Issue #646, opened 2020-05-28
HTML scaling using version 2.1 with Monocle patch


klabarge:
`scaleContent: true` isn't scaling HTML content correctly in 2.1+59. Test results are the same whether using Monocle or not. To reproduce, use `size: {width: 4, height: 6}`

**QZ Tray:** [2.1+59](https://github.com/tresf/tray/releases/tag/v2.1.1)
**Java:** AdoptOpenJDK 11.0.3 and Oracle Java 8u211
**OS:** Tested using macOS and Windows.

`rasterize: true`
<img width="356" alt="image" src="https://user-images.githubusercontent.com/12505463/83087158-94ada780-a05e-11ea-8b69-7ec3ec48be3c.png">

`rasterize: false`
<img width="356" alt="image" src="https://user-images.githubusercontent.com/12505463/83087453-5e245c80-a05f-11ea-958e-bf75b4cdedbe.png">

**Expected results, using the official 2.1 release**
<img width="356" alt="image" src="https://user-images.githubusercontent.com/12505463/83088118-e0f9e700-a060-11ea-8ca5-e7368e331a37.png">

tresf:
@bberenz I think we may have factored-out `WEB_SCALE` in a few areas where it's still needed.  Could that be the cause?

PR #649, opened 2020-05-29
2.1 html scaling

bberenz:
Fixes for the problems outlined in #646


tresf:
@bberenz thanks for the quick turn-around.  Unfortunately with the vector unit-tests something's causing the pages to become larger than 8.5x11:

Logs here: https://gist.github.com/tresf/56eafe254b86f7d129553af174c3087d

image

PR #661, opened 2020-06-05
Add backwards compatible for base64 URLs

### LINKED ISSUE #660: Cannot parse (PLAIN)data:image/png;base64,iVBOR...
It appears we don't have an upgrade in 2.1 to handle 2.0's base64 raw images.  @bberenz can you look into this?  Basically, the 2.0 `data:image/png;base64` hack won't upgrade to 2.1's desktop client.  We do have specific upgrades and downgrades in place in the JavaScript file, but I think Java should be able to handle this with the dated JS as well.

tresf:
Closes #660


tresf:
* ✅ PASS: Tested 2.0.12's `sample.html`
* ✅ PASS: Regression tested 2.1.0's `sample.html`

PR #669, opened 2020-06-09
Add backwards compatibility for new HID, USB, Serial API

tresf:


tresf:
Testing looks good with this patch.  Merging.

image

Exercise instructions:
After locating the line that contains "PASS: Tested 2.0.12's", print that line and every one after it through the last line of the listing, exactly.

Solution to this problem:
* ✅ PASS: Tested 2.0.12's `sample.html`
* ✅ PASS: Regression tested 2.1.0's `sample.html`

PR #669, opened 2020-06-09
Add backwards compatibility for new HID, USB, Serial API

tresf:


tresf:
Testing looks good with this patch.  Merging.

image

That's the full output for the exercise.